Print, in exact form, the lines below from the one containing "Sentry.capture_exception(e)" through the one containing "This all looks :shipit: to", and omit all others.

DATA RECORDS section start

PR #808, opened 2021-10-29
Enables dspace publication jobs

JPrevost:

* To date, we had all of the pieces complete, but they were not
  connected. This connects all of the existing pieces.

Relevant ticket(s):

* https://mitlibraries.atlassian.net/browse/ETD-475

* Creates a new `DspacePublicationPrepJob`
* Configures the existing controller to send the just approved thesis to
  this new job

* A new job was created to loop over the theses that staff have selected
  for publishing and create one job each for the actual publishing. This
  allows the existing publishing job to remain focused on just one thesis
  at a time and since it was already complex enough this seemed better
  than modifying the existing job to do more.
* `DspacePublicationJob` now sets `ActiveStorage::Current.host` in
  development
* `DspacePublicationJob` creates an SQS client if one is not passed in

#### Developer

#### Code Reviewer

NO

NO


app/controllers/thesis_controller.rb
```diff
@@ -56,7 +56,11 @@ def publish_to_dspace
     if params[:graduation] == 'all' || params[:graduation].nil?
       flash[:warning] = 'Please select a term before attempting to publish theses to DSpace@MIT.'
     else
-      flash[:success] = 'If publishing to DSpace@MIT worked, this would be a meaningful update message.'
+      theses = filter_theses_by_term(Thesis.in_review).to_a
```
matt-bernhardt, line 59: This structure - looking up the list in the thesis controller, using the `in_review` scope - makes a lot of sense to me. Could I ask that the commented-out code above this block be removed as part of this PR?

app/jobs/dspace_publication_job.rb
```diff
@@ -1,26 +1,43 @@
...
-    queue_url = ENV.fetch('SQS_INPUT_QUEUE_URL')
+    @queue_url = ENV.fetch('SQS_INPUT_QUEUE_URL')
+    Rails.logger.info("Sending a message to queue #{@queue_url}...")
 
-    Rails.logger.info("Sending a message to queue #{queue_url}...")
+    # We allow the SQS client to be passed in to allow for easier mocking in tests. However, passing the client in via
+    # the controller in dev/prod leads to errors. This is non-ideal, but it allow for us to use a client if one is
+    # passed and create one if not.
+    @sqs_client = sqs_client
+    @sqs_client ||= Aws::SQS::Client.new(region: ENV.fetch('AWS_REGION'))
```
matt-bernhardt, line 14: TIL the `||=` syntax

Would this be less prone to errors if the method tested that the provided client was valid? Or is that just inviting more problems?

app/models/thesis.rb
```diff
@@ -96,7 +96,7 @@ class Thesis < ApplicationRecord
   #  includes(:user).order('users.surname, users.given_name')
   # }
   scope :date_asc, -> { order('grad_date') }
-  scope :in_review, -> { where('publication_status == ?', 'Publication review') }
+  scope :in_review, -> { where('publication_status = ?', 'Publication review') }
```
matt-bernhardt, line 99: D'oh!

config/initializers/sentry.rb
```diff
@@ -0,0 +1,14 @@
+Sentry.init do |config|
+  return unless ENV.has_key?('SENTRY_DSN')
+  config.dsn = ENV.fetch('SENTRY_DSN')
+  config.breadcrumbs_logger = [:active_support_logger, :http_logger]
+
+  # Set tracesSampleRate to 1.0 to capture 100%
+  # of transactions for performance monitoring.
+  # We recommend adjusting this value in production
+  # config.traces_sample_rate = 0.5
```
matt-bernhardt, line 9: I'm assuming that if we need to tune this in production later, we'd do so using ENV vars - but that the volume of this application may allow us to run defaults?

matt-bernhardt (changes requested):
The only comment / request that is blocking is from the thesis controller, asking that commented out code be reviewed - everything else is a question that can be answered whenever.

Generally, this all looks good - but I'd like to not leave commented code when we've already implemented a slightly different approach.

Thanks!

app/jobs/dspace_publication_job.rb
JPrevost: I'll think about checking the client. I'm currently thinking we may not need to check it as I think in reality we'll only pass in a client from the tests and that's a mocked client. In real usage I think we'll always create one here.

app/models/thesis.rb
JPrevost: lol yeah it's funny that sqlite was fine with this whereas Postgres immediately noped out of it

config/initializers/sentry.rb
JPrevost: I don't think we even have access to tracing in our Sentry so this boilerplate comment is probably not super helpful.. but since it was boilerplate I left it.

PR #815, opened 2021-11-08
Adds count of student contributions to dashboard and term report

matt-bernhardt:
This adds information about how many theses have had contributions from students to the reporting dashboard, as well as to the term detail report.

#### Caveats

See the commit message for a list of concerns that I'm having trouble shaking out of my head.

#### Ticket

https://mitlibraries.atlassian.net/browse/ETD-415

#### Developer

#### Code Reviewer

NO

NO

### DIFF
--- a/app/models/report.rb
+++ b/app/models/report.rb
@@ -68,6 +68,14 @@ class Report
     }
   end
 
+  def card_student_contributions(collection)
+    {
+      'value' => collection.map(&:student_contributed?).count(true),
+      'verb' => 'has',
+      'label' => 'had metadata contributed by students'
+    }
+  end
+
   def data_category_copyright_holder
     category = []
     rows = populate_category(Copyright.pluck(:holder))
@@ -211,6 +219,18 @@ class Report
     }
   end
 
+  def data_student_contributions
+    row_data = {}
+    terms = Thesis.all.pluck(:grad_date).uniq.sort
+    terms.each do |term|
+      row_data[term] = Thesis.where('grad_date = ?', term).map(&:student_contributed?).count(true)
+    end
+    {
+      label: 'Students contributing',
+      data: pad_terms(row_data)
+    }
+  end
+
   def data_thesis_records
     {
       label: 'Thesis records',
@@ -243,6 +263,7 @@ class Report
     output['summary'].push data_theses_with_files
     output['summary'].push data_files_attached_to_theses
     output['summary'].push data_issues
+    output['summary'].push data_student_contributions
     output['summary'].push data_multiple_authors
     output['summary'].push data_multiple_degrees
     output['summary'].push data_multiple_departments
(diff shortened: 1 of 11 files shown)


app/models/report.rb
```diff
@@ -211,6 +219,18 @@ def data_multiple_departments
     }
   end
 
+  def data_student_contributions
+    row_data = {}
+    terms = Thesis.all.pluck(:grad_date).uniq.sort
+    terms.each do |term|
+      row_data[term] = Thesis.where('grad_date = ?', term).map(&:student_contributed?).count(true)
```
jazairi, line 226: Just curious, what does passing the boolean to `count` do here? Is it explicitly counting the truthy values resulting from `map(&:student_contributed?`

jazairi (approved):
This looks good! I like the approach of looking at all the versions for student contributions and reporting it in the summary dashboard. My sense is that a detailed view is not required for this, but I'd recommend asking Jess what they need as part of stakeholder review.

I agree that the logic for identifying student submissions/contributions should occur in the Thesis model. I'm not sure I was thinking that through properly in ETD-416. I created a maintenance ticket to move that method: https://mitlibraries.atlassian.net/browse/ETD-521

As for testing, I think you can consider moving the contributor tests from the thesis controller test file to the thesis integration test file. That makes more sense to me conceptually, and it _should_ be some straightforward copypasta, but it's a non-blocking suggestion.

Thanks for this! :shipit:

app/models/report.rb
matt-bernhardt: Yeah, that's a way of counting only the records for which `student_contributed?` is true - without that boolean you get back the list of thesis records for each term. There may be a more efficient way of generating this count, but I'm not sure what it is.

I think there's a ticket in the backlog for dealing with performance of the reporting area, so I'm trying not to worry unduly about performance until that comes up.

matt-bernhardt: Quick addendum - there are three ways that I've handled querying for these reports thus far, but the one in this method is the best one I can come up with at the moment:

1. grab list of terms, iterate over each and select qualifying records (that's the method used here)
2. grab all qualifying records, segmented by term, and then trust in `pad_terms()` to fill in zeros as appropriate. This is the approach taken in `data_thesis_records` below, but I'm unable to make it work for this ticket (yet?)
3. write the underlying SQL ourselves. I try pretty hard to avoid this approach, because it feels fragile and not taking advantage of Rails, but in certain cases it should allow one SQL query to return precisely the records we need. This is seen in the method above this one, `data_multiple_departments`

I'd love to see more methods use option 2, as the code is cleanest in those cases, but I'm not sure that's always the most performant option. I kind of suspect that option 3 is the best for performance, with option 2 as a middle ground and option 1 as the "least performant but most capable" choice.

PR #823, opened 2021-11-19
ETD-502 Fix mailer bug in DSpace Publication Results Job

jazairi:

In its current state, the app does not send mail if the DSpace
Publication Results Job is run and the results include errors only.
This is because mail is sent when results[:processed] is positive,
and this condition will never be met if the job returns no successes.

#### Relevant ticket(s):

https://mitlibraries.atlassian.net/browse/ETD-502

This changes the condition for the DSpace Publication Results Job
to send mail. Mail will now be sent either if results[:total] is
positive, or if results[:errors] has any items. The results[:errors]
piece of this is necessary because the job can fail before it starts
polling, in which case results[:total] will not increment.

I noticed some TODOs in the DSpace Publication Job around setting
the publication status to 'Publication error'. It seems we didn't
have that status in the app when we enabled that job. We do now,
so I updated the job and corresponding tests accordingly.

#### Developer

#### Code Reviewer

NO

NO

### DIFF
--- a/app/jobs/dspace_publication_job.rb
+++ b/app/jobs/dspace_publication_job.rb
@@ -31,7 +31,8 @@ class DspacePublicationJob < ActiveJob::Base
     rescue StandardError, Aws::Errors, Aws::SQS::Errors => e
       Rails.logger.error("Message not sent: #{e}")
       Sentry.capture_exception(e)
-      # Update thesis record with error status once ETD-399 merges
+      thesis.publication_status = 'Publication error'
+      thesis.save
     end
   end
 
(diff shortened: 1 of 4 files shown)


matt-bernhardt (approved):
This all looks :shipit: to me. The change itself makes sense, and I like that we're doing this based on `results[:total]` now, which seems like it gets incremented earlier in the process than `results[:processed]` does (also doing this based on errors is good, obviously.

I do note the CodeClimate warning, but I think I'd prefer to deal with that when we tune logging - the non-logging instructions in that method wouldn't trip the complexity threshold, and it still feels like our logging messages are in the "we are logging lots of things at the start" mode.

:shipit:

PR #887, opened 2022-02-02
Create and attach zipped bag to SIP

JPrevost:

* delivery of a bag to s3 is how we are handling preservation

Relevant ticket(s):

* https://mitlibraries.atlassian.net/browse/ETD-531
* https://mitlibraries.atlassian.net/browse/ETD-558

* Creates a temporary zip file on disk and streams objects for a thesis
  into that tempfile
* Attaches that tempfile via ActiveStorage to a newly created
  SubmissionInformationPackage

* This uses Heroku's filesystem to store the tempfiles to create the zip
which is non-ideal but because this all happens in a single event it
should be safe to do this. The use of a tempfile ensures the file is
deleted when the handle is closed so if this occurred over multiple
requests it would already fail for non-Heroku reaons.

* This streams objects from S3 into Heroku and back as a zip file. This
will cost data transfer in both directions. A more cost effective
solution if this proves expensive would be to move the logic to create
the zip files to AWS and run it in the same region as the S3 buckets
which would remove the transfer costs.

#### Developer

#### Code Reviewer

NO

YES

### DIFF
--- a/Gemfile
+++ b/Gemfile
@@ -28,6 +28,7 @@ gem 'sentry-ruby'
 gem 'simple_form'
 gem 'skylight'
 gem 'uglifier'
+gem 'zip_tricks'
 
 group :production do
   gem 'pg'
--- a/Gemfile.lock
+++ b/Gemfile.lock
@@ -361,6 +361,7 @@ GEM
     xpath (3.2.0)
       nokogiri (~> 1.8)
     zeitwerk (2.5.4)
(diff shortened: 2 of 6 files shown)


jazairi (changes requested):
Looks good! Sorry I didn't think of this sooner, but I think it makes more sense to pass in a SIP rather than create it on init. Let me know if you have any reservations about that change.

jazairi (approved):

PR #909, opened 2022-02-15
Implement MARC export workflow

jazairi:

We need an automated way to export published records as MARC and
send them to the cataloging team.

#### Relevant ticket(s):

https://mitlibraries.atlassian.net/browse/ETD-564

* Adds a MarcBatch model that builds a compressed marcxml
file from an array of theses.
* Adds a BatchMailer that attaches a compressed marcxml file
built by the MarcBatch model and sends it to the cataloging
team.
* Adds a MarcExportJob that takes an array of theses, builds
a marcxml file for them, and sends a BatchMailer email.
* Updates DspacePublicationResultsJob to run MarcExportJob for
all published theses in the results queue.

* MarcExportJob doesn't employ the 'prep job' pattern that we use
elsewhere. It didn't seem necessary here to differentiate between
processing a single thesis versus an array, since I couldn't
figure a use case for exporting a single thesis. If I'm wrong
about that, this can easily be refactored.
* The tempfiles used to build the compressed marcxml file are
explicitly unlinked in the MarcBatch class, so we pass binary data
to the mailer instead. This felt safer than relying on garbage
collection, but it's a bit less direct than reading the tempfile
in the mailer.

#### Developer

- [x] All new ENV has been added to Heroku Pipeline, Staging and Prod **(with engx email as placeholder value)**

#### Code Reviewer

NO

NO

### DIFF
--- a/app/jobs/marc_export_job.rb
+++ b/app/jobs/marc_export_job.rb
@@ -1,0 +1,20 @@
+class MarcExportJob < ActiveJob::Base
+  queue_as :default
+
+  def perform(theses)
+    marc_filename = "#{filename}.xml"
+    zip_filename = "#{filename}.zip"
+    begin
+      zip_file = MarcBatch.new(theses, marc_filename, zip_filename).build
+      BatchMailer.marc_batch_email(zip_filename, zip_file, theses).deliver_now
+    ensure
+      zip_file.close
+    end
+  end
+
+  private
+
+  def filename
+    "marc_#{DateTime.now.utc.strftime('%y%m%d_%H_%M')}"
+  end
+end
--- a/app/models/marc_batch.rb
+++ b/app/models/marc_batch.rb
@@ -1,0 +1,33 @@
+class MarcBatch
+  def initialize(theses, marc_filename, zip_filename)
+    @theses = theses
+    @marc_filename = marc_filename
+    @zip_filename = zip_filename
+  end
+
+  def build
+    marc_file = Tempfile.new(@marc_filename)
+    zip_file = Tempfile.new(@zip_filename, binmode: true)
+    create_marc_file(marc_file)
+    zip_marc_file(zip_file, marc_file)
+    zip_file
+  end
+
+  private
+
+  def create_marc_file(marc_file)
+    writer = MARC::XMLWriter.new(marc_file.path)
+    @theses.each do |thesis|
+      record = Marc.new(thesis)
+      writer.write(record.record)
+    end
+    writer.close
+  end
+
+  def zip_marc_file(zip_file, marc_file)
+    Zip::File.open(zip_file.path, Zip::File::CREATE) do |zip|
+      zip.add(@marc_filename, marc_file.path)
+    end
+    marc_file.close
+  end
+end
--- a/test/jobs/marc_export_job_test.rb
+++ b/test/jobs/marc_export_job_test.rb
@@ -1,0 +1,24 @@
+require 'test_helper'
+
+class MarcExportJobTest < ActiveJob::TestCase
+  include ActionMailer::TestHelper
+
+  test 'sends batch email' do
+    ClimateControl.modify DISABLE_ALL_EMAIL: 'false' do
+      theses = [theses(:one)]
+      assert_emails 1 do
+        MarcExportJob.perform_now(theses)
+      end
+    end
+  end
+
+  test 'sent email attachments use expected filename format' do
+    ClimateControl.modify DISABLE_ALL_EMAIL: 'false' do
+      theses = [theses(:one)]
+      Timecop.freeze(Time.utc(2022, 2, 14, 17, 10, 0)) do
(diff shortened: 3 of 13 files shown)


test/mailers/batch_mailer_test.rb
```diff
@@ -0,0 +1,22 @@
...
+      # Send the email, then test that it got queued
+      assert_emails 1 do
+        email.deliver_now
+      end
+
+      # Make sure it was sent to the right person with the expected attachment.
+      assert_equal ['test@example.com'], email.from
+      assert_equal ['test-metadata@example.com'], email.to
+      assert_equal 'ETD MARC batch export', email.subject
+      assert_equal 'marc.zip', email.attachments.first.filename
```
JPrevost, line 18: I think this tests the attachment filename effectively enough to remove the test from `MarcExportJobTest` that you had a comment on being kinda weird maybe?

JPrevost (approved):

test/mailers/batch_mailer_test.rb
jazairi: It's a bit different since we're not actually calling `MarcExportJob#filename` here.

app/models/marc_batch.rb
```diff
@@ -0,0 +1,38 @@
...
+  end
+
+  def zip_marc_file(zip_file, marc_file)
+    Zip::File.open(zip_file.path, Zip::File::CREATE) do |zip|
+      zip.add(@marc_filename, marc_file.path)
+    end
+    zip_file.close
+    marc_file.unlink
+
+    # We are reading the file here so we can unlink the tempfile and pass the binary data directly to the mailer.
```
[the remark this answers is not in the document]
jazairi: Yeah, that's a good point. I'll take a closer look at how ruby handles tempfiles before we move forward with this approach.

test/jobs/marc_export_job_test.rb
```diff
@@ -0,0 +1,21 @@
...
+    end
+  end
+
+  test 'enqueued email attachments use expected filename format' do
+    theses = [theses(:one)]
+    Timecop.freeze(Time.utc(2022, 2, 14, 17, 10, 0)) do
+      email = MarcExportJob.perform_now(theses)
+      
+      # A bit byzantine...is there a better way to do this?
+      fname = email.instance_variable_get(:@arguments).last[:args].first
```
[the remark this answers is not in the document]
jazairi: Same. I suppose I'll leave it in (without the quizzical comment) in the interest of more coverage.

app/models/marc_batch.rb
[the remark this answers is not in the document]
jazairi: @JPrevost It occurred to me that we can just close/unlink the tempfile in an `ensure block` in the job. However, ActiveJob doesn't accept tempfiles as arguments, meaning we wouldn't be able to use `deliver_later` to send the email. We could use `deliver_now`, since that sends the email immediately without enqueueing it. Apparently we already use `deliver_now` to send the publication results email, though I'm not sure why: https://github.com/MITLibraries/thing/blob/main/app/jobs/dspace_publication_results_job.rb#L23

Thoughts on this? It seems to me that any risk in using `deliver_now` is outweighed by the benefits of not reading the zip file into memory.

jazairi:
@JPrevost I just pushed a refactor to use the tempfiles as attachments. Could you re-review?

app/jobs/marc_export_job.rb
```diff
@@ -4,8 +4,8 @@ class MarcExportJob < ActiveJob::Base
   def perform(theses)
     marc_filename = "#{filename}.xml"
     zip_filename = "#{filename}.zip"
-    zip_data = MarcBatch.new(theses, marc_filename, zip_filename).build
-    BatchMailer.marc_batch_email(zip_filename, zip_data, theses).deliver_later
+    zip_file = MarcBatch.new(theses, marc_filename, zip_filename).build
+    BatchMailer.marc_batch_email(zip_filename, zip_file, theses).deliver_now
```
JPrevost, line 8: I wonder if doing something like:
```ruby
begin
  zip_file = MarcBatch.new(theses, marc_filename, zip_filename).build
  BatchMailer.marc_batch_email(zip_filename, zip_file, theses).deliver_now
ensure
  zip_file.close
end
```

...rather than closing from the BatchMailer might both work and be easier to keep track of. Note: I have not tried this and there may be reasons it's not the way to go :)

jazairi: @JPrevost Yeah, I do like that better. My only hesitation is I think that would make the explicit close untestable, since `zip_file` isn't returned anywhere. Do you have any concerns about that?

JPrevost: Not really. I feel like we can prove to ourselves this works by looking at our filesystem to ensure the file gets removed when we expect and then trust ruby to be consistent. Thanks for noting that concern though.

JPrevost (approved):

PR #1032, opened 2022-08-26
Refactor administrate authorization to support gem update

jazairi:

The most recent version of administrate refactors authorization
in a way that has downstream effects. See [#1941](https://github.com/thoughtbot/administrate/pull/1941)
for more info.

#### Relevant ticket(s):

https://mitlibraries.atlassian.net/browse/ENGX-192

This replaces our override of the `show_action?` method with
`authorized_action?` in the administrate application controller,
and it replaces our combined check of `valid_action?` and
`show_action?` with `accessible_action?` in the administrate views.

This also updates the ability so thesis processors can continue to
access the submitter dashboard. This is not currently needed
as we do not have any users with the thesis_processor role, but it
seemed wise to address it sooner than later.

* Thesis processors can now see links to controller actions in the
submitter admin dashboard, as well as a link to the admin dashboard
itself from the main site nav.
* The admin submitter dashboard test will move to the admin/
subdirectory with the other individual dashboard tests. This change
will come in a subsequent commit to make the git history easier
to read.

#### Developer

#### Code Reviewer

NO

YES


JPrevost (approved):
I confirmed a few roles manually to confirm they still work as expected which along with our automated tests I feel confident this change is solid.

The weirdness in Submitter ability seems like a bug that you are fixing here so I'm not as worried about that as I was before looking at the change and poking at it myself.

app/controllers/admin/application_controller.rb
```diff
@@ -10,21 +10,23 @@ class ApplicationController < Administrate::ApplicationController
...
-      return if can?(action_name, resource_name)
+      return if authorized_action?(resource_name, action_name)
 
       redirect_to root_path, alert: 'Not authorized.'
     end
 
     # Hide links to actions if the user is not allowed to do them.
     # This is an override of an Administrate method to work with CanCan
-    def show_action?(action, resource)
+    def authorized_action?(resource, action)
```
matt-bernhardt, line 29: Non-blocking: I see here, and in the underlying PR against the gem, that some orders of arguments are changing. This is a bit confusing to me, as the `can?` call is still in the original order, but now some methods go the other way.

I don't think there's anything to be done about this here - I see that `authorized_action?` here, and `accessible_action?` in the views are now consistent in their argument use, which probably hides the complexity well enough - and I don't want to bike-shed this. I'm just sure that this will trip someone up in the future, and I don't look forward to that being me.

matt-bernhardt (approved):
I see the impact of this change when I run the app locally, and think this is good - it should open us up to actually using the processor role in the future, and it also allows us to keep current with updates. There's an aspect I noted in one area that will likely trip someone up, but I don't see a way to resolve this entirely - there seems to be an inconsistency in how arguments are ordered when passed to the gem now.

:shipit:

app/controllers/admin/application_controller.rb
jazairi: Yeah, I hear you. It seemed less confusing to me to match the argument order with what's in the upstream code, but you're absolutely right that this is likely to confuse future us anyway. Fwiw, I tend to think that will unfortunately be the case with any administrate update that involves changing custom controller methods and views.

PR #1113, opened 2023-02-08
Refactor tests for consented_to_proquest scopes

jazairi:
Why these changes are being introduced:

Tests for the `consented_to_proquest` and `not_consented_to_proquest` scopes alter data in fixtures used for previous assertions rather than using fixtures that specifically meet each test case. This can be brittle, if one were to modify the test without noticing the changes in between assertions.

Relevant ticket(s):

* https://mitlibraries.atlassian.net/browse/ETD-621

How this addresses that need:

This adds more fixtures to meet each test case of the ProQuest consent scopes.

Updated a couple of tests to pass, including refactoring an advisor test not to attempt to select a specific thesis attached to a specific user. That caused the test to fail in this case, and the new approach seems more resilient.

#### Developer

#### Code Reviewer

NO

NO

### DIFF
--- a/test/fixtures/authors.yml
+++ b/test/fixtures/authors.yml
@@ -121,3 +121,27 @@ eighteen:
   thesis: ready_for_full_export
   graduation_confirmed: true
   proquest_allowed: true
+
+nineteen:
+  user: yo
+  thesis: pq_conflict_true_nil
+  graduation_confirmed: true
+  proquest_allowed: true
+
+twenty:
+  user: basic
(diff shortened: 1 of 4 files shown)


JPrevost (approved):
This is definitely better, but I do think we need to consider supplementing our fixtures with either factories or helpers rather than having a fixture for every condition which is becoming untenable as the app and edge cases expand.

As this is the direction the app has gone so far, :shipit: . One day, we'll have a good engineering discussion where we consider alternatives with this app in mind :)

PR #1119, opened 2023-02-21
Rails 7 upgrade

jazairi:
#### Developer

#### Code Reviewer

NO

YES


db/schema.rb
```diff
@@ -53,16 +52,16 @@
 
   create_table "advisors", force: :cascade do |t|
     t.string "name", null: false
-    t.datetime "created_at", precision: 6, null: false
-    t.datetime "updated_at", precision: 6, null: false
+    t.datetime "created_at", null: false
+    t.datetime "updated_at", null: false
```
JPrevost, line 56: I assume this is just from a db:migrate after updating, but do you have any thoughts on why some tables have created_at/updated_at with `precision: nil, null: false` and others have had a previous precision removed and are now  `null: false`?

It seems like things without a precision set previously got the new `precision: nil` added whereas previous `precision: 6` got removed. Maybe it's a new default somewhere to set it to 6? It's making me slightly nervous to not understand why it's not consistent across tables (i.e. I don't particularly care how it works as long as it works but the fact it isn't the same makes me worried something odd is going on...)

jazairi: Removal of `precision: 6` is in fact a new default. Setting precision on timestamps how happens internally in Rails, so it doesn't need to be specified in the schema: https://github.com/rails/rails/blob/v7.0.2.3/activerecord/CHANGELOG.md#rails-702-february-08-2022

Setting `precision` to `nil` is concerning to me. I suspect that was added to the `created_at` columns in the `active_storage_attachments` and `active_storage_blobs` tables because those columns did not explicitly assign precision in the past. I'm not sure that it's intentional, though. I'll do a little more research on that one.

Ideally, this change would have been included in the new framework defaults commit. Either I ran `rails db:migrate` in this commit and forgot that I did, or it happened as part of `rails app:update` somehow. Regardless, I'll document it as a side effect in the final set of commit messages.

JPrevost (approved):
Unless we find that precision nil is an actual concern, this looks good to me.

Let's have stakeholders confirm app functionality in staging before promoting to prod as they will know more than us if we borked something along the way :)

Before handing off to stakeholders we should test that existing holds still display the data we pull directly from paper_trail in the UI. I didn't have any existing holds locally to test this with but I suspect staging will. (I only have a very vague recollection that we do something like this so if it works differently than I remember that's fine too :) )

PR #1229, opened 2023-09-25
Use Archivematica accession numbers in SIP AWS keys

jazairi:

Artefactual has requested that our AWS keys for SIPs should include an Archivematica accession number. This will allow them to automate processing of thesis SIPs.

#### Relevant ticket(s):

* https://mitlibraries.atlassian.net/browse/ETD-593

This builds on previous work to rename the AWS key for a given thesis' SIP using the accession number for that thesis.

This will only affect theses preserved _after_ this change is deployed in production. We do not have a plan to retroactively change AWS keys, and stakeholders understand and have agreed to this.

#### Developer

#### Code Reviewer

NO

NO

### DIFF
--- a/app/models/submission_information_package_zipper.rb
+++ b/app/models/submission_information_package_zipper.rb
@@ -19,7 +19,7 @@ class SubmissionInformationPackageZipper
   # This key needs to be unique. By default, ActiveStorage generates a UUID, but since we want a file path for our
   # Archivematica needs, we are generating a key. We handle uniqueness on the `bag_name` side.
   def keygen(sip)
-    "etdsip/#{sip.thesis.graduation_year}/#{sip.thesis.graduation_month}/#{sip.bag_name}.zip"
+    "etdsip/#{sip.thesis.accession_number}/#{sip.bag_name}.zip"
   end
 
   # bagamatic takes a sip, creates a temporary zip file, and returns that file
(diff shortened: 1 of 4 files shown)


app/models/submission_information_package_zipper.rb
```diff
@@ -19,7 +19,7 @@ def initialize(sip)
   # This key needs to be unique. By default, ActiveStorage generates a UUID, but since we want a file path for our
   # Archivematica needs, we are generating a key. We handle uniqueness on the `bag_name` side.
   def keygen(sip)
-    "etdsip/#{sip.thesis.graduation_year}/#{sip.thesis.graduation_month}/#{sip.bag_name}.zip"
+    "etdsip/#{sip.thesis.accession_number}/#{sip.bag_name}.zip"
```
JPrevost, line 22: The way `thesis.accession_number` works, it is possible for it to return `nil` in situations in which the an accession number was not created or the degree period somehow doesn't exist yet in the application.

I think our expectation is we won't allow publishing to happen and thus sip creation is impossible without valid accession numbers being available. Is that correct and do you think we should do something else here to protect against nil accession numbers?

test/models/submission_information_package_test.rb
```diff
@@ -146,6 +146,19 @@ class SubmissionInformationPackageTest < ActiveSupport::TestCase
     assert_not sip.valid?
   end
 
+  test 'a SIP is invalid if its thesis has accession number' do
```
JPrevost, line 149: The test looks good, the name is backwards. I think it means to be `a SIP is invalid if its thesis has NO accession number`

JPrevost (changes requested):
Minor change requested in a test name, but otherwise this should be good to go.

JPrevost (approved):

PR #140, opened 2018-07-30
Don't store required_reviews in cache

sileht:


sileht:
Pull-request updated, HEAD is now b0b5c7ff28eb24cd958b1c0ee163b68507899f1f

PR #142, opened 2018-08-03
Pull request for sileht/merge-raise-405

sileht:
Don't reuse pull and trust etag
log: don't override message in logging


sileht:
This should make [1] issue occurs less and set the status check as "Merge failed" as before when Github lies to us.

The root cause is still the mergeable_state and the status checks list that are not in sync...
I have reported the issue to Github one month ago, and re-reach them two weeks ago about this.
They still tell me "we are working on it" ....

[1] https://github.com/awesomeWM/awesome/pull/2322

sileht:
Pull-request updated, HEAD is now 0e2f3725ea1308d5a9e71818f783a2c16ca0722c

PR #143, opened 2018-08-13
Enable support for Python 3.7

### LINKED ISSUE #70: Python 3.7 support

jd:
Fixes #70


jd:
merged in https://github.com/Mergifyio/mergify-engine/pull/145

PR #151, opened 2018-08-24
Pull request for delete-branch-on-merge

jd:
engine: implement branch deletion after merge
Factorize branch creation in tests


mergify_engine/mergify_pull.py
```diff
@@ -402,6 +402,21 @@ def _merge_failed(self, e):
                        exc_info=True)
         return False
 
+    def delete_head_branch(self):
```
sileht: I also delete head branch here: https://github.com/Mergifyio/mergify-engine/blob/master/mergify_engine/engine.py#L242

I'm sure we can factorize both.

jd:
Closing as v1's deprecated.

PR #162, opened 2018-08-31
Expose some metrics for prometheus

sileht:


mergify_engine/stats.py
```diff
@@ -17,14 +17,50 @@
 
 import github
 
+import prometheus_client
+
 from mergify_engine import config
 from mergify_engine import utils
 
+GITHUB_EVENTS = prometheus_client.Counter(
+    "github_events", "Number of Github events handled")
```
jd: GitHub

DATA RECORDS section end

▶ _TASK OUTPUT_
       Sentry.capture_exception(e)
-      # Update thesis record with error status once ETD-399 merges
+      thesis.publication_status = 'Publication error'
+      thesis.save
     end
   end
 
(diff shortened: 1 of 4 files shown)


matt-bernhardt (approved):
This all looks :shipit: to me. The change itself makes sense, and I like that we're doing this based on `results[:total]` now, which seems like it gets incremented earlier in the process than `results[:processed]` does (also doing this based on errors is good, obviously.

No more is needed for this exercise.